• **What you will do**
Pick out each line of the records that includes the string "repository", and copy it.
== Records provided
PR #429, opened 2025-02-26
Chore: Use alma's sharable preset for renovate

literat:
* switch from user defined scheduling and grouping to predefinet presets

I have finalized the migration of `@lmc-eu/renovate-config` package (which is now deprecated) to repository base renovate-config (https://github.com/alma-oss/renovate-config), which is prefered solution from the Renovate itself.

So, now the repository configuration can be smaller.

### DIFF
--- a/renovate.json
+++ b/renovate.json
@@ -1,45 +1,15 @@
 {
   "extends": [
-    "config:recommended",
-    ":pinOnlyDevDependencies",
-    "helpers:pinGitHubActionDigests"
+    "local>alma-oss/renovate-config",
+    "local>alma-oss/renovate-config:scheduleWeeklyBusinessHours",
+    "local>alma-oss/renovate-config:groupMajorProdDependencies(npm)",
+    "local>alma-oss/renovate-config:groupNonMajorProdDependencies(npm)",
+    "local>alma-oss/renovate-config:groupAllDevDependencies(npm)",
+    ":dependencyDashboard"
   ],
-  "ignorePresets": [
-    "group:monorepos",
-    "group:recommended",
-    ":prHourlyLimit2"
-  ],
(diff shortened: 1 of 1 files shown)


renovate.json
```diff
@@ -1,45 +1,14 @@
...
   ],
-  "ignorePresets": [
-    "group:monorepos",
-    "group:recommended",
-    ":prHourlyLimit2"
-  ],
-  "baseBranches": ["main"],
   "enabledManagers": ["npm", "github-actions"],
-  "branchPrefix": "dependencies/",
-  "commitMessagePrefix": "Deps: ",
```
OndraM, line 15: We need to keep this temporarily, it is enforced by LMC conventional commits rules which we still use.

renovate.json
```diff
@@ -1,45 +1,14 @@
...
-  "labels": ["dependencies"],
-  "schedule": ["after 9am and before 5pm on Monday"],
   "packageRules": [
-    {
-      "groupName": "major prod dependencies",
-      "groupSlug": "major-prod",
-      "matchManagers": ["npm"],
```
OndraM, line 22: Please make sure we don't want to have this configured for `github-actions` package manager differently. Currently these rules only applies to npm, but after using the shared rules, they apply to all package managers. Do we want this?

OndraM (changes requested):

renovate.json
literat: I have modify the current presets to use the package manager as a parameter, please see https://github.com/alma-oss/renovate-config/pull/10.

renovate.json
literat: Ok, I have reverted this change and refactor this with the new commitlint config.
====
• **Response to this task**
I have finalized the migration of `@lmc-eu/renovate-config` package (which is now deprecated) to repository base renovate-config (https://github.com/alma-oss/renovate-config), which is prefered solution from the Renovate itself.
So, now the repository configuration can be smaller.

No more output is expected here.